The bill didn’t get unanimous support from Senate Republicans, however. Critics cited the impact on the national debt as well as the closed-door negotiations that produced the compromise.
“No amount of money, not all the money in China will save us from ourselves,” said Rand Paul, R-Ky. “Our only hope of rescuing this great country is by reopening the economy.”
Combined with other rescue packages enacted since mid-March, the total added to deficits over the next decade is about $2.4 trillion, according to the Congressional Budget Office.
Governors come up short
Governors and city and county officials wanted the bill to include funding to help address budget shortfalls they face as tax revenues drop off a cliff and spending increases sharply.
There’s no additional direct aid in the latest package, although Schumer said the White House has committed to more funding in the next aid package.
The New York Democrat told senators in a letter on Tuesday that the administration has also agreed to a future provision letting states and localities use $150 billion in last month’s aid package to cover revenue gaps, rather than only coronavirus-related expenses.
“We have said with one voice, you want the governors to do the job, we need you to provide funding for state governments,” New York Democratic Gov. Andrew M. Cuomo said Monday.

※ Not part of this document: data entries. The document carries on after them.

Issue #332, opened 2020-08-11
[secaudit-blocking] No installation documentation


puiterwijk:
Part of secaudit #316, blocking.

The [Installation documentation](https://github.com/fedora-infra/noggin/blob/0e3be29de02a1ba7aaf247493c5adf7d08e5f64b/docs/installation.rst) is absent, and doesn't contain any useful information in how to set up a production-grade setup of noggin.

ryanlerch:
@puiterwijk we will get working on this ASAP. 

Note too, (while not documentation, i know), there is the vagrant setup that sets up a freeipa server, installs the freeipa-fas plugin to freeipa, then installs noggin.

Note too there is an in-review PR here (https://github.com/fedora-infra/noggin/pull/326) that makes the noggin flask app behave a little better.

puiterwijk:
@ryanlerch Right. But note that if you decide the Vagrant setup is the official way of deploying, I'll have many complaints about insecure deployment practices 😀. That's why I want to see how you tell people to actually deploy it.

nphilipp:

Without sufficient funding from the federal government, Cuomo said, New York would have to cut aid to schools, local governments and hospitals by 20 percent each.
“This is the worst time to do this,” Cuomo said.
The bill also doesn’t include additional food aid. Democrats originally requested this “interim” measure include a 15 percent increase to the maximum monthly benefit received by people on the Supplemental Nutrition Assistance Program. Republicans were opposed.
Lindsey McPherson, David Lerman and Niels Lesniewski contributed to this report.